[[ Recorded data, beginning ]]

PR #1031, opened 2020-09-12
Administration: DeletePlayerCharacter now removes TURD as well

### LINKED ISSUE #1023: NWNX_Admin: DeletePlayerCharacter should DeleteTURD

[[ Recorded data, end ]]
[[ Recorded data, beginning ]]

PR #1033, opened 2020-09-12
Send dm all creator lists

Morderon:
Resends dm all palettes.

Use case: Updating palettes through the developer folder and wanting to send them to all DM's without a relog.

[[ Recorded data, end ]]
[[ Recorded data, beginning ]]

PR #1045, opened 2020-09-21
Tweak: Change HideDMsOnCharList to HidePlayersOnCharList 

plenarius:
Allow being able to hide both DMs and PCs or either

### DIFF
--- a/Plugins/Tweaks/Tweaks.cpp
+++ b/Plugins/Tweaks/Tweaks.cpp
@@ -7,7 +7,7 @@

[[ Recorded data, end ]]

Task to complete: The task calls for every line of the material that contains the string "DeletePlayerCharacter".

Answer for the task:
Administration: DeletePlayerCharacter now removes TURD as well
### LINKED ISSUE #1023: NWNX_Admin: DeletePlayerCharacter should DeleteTURD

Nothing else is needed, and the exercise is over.